(Beginning of DATA)

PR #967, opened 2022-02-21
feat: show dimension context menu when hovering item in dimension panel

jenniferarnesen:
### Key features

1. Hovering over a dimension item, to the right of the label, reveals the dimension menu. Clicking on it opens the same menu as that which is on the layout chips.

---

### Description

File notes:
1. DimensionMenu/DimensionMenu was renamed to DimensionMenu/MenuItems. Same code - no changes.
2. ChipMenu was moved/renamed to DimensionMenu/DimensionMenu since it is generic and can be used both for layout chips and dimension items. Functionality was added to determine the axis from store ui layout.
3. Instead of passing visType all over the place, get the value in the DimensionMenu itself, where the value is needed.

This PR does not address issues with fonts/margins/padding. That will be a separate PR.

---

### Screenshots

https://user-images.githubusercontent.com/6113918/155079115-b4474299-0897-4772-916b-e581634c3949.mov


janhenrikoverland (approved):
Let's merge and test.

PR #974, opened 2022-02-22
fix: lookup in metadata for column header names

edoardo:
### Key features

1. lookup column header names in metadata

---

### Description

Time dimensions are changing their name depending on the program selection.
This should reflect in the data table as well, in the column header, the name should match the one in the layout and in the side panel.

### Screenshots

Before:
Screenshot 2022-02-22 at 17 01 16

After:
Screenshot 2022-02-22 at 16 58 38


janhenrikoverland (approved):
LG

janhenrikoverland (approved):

(End of DATA)

WHAT YOU WILL DO: Each entry must be reproduced exactly, with nothing added or dropped.

EXERCISE ANSWER:
PR #967, opened 2022-02-21
feat: show dimension context menu when hovering item in dimension panel

jenniferarnesen:
### Key features

1. Hovering over a dimension item, to the right of the label, reveals the dimension menu. Clicking on it opens the same menu as that which is on the layout chips.

---

### Description

File notes:
1. DimensionMenu/DimensionMenu was renamed to DimensionMenu/MenuItems. Same code - no changes.
2. ChipMenu was moved/renamed to DimensionMenu/DimensionMenu since it is generic and can be used both for layout chips and dimension items. Functionality was added to determine the axis from store ui layout.
3. Instead of passing visType all over the place, get the value in the DimensionMenu itself, where the value is needed.

This PR does not address issues with fonts/margins/padding. That will be a separate PR.

---

### Screenshots

https://user-images.githubusercontent.com/6113918/155079115-b4474299-0897-4772-916b-e581634c3949.mov


janhenrikoverland (approved):
Let's merge and test.

PR #974, opened 2022-02-22
fix: lookup in metadata for column header names

edoardo:
### Key features

1. lookup column header names in metadata

---

### Description

Time dimensions are changing their name depending on the program selection.
This should reflect in the data table as well, in the column header, the name should match the one in the layout and in the side panel.

### Screenshots

Before:
Screenshot 2022-02-22 at 17 01 16

After:
Screenshot 2022-02-22 at 16 58 38


janhenrikoverland (approved):
LG

janhenrikoverland (approved):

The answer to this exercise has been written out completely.